Transformer modeling in Simulink - Time & Space Complexity
We want to understand how the time needed to run a Transformer model changes as the input size grows.
Specifically, how does the model's processing time increase when we feed it longer sequences?
Analyze the time complexity of the following Transformer attention block in Simulink.

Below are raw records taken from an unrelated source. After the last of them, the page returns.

PR #2398, opened 2022-05-04
Fix vulnerability in tmpl version

kathaypacific:
### Description

In response to this vulnerability report, https://github.com/advisories/GHSA-jgrx-mgxx-jf9v, deleted the transitive dependency in yarn.lock (as it was not locked to a specific version) and yarn'd again.

### Other changes

N/A

### Tested

N/A

### How others should test

N/A

### Related issues

N/A

### Backwards compatibility

N/A

PR #2403, opened 2022-05-04
Mock user location data in E2E tests

MuckT:
### Description

Mocks the user location data so a consistent list of providers and exchanges are served during the e2e tests. This will make it easier to run tests locally regardless of developer location while still testing the integration of services dependent on user location.

### Other changes

- Snapshots updated
- Additional tests for Bidali and Providers added.
- Includes changes from #2398 to unblock CI.

### Tested

Tested locally on iOS.

### How others should test

Run the E2E tests locally and ensure that they pass.

### Related issues

N/A

### Backwards compatibility

Yes

### DIFF
--- a/packages/mobile/e2e/src/usecases/OnRamps.js
+++ b/packages/mobile/e2e/src/usecases/OnRamps.js
@@ -1,4 +1,5 @@
 import { reloadReactNative } from '../utils/retries'
+import { waitForElementId } from '../utils/utils'
 
 export default onRamps = () => {
   beforeEach(async () => {
@@ -10,9 +11,7 @@ export default onRamps = () => {
 
   describe('cUSD', () => {
     beforeEach(async () => {
-      await waitFor(element(by.id('radio/cUSD')))
-        .toBeVisible()
-        .withTimeout(10 * 1000)
+      await waitForElementId('radio/cUSD')
       await element(by.id('radio/cUSD')).tap()
     })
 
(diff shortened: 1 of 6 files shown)


packages/mobile/e2e/src/usecases/OnRamps.js
```diff
@@ -117,18 +204,26 @@ export default onRamps = () => {
...
-          .withTimeout(30 * 1000)
-        await expect(element(by.id('provider-Binance'))).toBeVisible()
-        await expect(element(by.id('provider-Bittrex'))).toBeVisible()
-        await expect(element(by.id('provider-Coinbase (CELO as CGLD)'))).toBeVisible()
-        await expect(element(by.id('provider-Coinbase Pro (CELO as CGLD)'))).toBeVisible()
-        await expect(element(by.id('provider-CoinList Pro'))).toBeVisible()
-        await expect(element(by.id('provider-OKCoin'))).toBeVisible()
-        await expect(element(by.id('accountBox'))).toBeVisible()
+        await waitForElementId('accountBox')
+        await expect(element(by.id('provider-Binance'))).toExist()
```
lisaqyli, line 209: We were talking in eng sync, maybe one of the idea of preventing the e2e test from failing when the response from the cloud func changed is having less specific assertions. We can assert on there are list of exchange providers instead of specifying which exchange they are. In this case I feel pretty comfortable as long as the cloud func returns some exchanges, the test case we are testing here should be passing

MuckT:
Closed in favor of #2407. A larger discussion around mocking is in #2421.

% Transformer Attention Block
InputSequence = Inport('Sequence');
Q = DenseLayer(InputSequence, 'WeightsQ');
K = DenseLayer(InputSequence, 'WeightsK');
V = DenseLayer(InputSequence, 'WeightsV');
AttentionScores = Q * K';
AttentionWeights = Softmax(AttentionScores);
Output = AttentionWeights * V;
Outport('Output', Output);
This code computes self-attention by multiplying queries and keys, then applying weights to values.
Look for repeated calculations that depend on input size.
- Primary operation: Matrix multiplication between Q and K transpose.
- How many times: For each element in the input sequence, it multiplies with every other element, repeating n × n times.
As the input sequence length grows, the number of operations grows much faster.
| Input Size (n) | Approx. Operations |
|---|---|
| 10 | 100 (10×10) |
| 100 | 10,000 (100×100) |
| 1000 | 1,000,000 (1000×1000) |
Pattern observation: The operations grow by the square of the input size, so doubling the input makes the work four times bigger.
Time Complexity: O(n2)
This means the time to compute attention grows with the square of the input length.
[X] Wrong: "The attention calculation grows linearly with input size because it processes each element once."
[OK] Correct: Each element compares with every other element, so the number of comparisons grows much faster than just once per element.
Understanding how Transformer attention scales helps you explain model performance and design choices clearly in real projects.
What if we changed the attention to only look at a fixed number of nearby elements instead of all? How would the time complexity change?